Work instructions: Search the material for the string "StrJoin", then report how many lines hold it, with no other text.

# # # #

PR #554, opened 2022-05-11
Add a utility to dump facts as files in a directory.

bgogul:
This is needed to provide inputs for a souffle program run using a C++ interface.

### DIFF
--- a/src/ir/datalog/input_relation_fact.h
+++ b/src/ir/datalog/input_relation_fact.h
@@ -50,7 +50,7 @@ class InputRelationFact {
   // Returns string representation of a fact that can be used in an input
   // relations file.
   std::string ToDatalogFactsFileString() const {
-    return absl::StrJoin(relation_arguments_, ", ",
+    return absl::StrJoin(relation_arguments_, "; ",
                          [](std::string *str, const auto &arg) {
                            absl::StrAppend(str, arg.ToDatalogString());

# # # #

Written response: 2